The currently most common detector design consists of a large mass of water or ice, surrounded by an array of sensitive light detectors known as photomultiplier tubes. This design takes advantage of the fact that particles produced in the interaction of the incoming neutrino with an atomic nucleus typically travel faster than the speed of light in the detector medium (though of course slower than the speed of light in a vacuum). This generates an "optical shockwave" known as Čerenkov radiation which can be detected by the photomultiplier tubes.
The Super-Kamiokande neutrino detector uses 50,000 tons of pure water surrounded by 11,000 photomultiplier tubes buried 1 km underground. It is able to detect the incident direction of incoming neutrinos by detecting which photomultipliers fire.
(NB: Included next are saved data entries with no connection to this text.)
Issue #1337, opened 2019-06-24
Memory leak when autoloading functions are used in a loop


siteshwar:
**Description of problem:**
Memory leak when autoloading functions are used in a loop

**Ksh version:**
2020.0.0-alpha1-191-gd0e6263f

**How reproducible:**
Always

**Steps to reproduce:**
```
#!/bin/ksh

###case 3###
#function call via autoload
FPATH=.
autoload func1

for (( j=0; j<10000; j++)); do
    a=`func1`
    pmap -x $$ |tail -1
done
```

**Actual results:**
Memory usage increases in this example.

**Expected results:**
Memory usage should not increase.

**Additional info:**

Related bug: https://bugzilla.redhat.com/show_bug.cgi?id=921138 (internal)

krader1961:
I'm curious if this happens if `a=$(func1)` is used. I wouldn't expect that formulation to also leak memory but if it doesn't that fact may be a helpful. Also, the recreation steps are slightly ambiguous. Does it matter whether there is a autoloaded function named `func` in the CWD? If that file has to exist does it matter what the contents are?

How much memory is leaked each time through the loop? Is it four, eight, sixteen, more bytes? A four byte leak can probably be ignored (albeit still a bug). But a non-trivial amount of memory is a problem unless we're talking about the error case where the `func1` autoloaded file doesn't exist.

krader1961:
I put a file named *func1* in the CWD with this content and made it executable:

```
function func1 {
    :
}
```

That leaks ~256 bytes each time through the "for" loop in the problem reproducer script. It does not appear to leak any memory using the ksh93u+ binary in Fedora 28.

@siteshwar, Was this problem reported against ksh93u+ or the current git master branch?

krader1961:
I went to the trouble of building ksh93v- on my Fedora 28 virtual machine. It also leaks memory when running that test but at half the rate: ~128 bytes each time through the "for" loop. That factor of two difference in the size of the leak is almost certainly due to changes after the ksh93v- code was open sourced and which changed the size of a specific structure. Or possibly due to switching from AST vmalloc to the system malloc subsystem. Which would mean the leak was introduced by the AST team after the ksh93u+ release and before changes to the Github code by the OSS community. Sorry, but I'm a bit sensitive about this type of issue given the god like status of David Korn and the rest of the AST team  :smile:

[...]

PR #1338, opened 2019-06-24
Fix a memory leak in `regcomp_bra()` function

siteshwar:
Memory allocated for `cc` variable was never freed. This was causing
one of the Red Hat internal tests to fail.

Related: #1337

### DIFF
--- a/src/lib/libast/regex/regcomp.c
+++ b/src/lib/libast/regex/regcomp.c
@@ -1086,6 +1086,7 @@ static_fn Rex_t *regcomp_bra(Cenv_t *env) {
     unsigned char buf[4 * (COLL_KEY_MAX + 1)];
     int ic;
     char mbc[COLL_KEY_MAX + 1];
+    Cchr_t *cc_keys = 0;
 
     if (!(e = regcomp_node(env, REX_CLASS, 1, 1, sizeof(Set_t)))) return 0;
     collate = complicated = elements = 0;
@@ -1314,7 +1315,7 @@ static_fn Rex_t *regcomp_bra(Cenv_t *env) {
         dt = lc_collate_data;
         if (ast.locale.serial != lc_collate_serial || !dt) {
             disc.key = offsetof(Cchr_t, key);
-            cc = calloc(1, elementsof(primary) * sizeof(Cchr_t));
+            cc_keys = cc = calloc(1, elementsof(primary) * sizeof(Cchr_t));
             if (cc && (dt = dtopen(&disc, Dtoset))) {
                 for (i = 0; i < elementsof(primary) - 1; i++, cc++) {
                     cc->nam[0] = primary[i];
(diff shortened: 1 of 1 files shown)


src/lib/libast/regex/regcomp.c
```diff
@@ -1294,7 +1294,7 @@ static_fn Rex_t *regcomp_bra(Cenv_t *env) {
 
     if (complicated) {
         Dt_t *dt;
-        Cchr_t *cc;
+        Cchr_t *cc, *cc_begin = 0;
```
krader1961: I instrumented the code and it appears you dealt with all the leaks of this particular pointer. However, I'd like to propose a slightly different approach. The only reason you needed to introduce `cc_begin` is because `cc` is used for two (or more) different purposes. Which is a dangerous anti-pattern.  Don't introduce an alias. Instead define a new var at the top of the function that is initialized to NULL; perhaps named `cc_keys` rather than `cc_begin`. Then assign to that var and use it in the

```
    if (ast.locale.serial != lc_collate_serial || !dt) {
    }
```

block of code. Then simply call `free(cc_keys);` before each `return` in this function.

Also, notice that it appears the `if (dt) {` that immediately follows the preceding block is always true. Both based on analysis of the code and empirical testing by adding a `assert(dt);` just before the `if (dt) {`.

siteshwar: > The only reason you needed to introduce cc_begin is because cc is used for two (or more) different purposes. Which is a dangerous anti-pattern. Don't introduce an alias. Instead define a new var at the top of the function that is initialized to NULL; perhaps named cc_keys rather than cc_begin.

How's this approach different from my current approach ? I am freeing this variable at each return from this code block.

krader1961: My proposal simplifies the code on a conceptual level by eliminating the aliasing of the `cc` variable to mean different things. Also, the addition of a pointer on the stack does not matter from a performance standpoint in this specific use case. My approach means you only need to call `free(cc_keys);` before each `return ...;` rather than adding a lot of `free()` calls before `goto...;` statements. Etcetera.

Your solution fixes the problem. It also further enshrines an anti-pattern. When fixing a bug in the code we should also eliminate bad practices (i.e., anti patterns) when possible.

src/lib/libast/regex/regcomp.c
```diff
@@ -1410,7 +1415,9 @@ static_fn Rex_t *regcomp_bra(Cenv_t *env) {
                         case 0:
                             goto error;
                         case ':':
-                            if (env->flags & REG_REGEXP) goto complicated_normal;
+                            if (env->flags & REG_REGEXP) {
```
krader1961: It's okay if it remains this way but you could revert this to its original single line form. Also, several places below.

src/lib/libast/regex/regcomp.c
```diff
@@ -1314,7 +1315,7 @@ static_fn Rex_t *regcomp_bra(Cenv_t *env) {
         dt = lc_collate_data;
         if (ast.locale.serial != lc_collate_serial || !dt) {
             disc.key = offsetof(Cchr_t, key);
-            cc = calloc(1, elementsof(primary) * sizeof(Cchr_t));
+            cc_keys = cc = calloc(1, elementsof(primary) * sizeof(Cchr_t));
```
krader1961: Out of curiosity I inserted a `free(cc_keys);` after the `dtinsert(dt, cc);` a few lines below. I then ran all the unit tests under ASAN and everything works. ASAN did not detect any "use after free" errors. **Do not make that change** because I don't understand why everything works if the buffer is immediately freed after being inserted. According to the documentation a copy of the buffer is supposedly only made if the discipline defines a `makef` function which this code does not do. But I find it interesting that the buffer can be immediately freed without repercussion. There is something weird going on.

Kamiokande, the predecessor of Super-Kamiokande, was able to detect the burst of neutrinos associated with supernova 1987A, and in 1988 it was used to directly confirm the production of solar neutrinos.
The Antarctic Muon And Neutrino Detector Array (AMANDA) operated from 1996 to 2004. This detector used photomultiplier tubes mounted on strings, buried deep (1.5-2km) inside the glacial ice at the South Pole in Antarctica. The ice itself is used as the detector mass. The direction of incident neutrinos is determined by recording the arrival time of individual photons using a three-dimensional array of detector modules containing one photomultiplier tube each. This method allows detection of neutrinos above 50 GeV with a spatial resolution of approximately 2 degrees. AMANDA has been used to generate neutrino maps of the northern sky in order to search for extraterrestrial neutrino sources and in searches for dark matter. AMANDA is currently in the process of being upgraded to the IceCube observatory, eventually increasing the volume of the detector array to one cubic kilometer.
In the Mediterranean Sea, the ANTARES telescope is fully operational since May 30th, 2008. This telescope uses the sea water as the detector mass.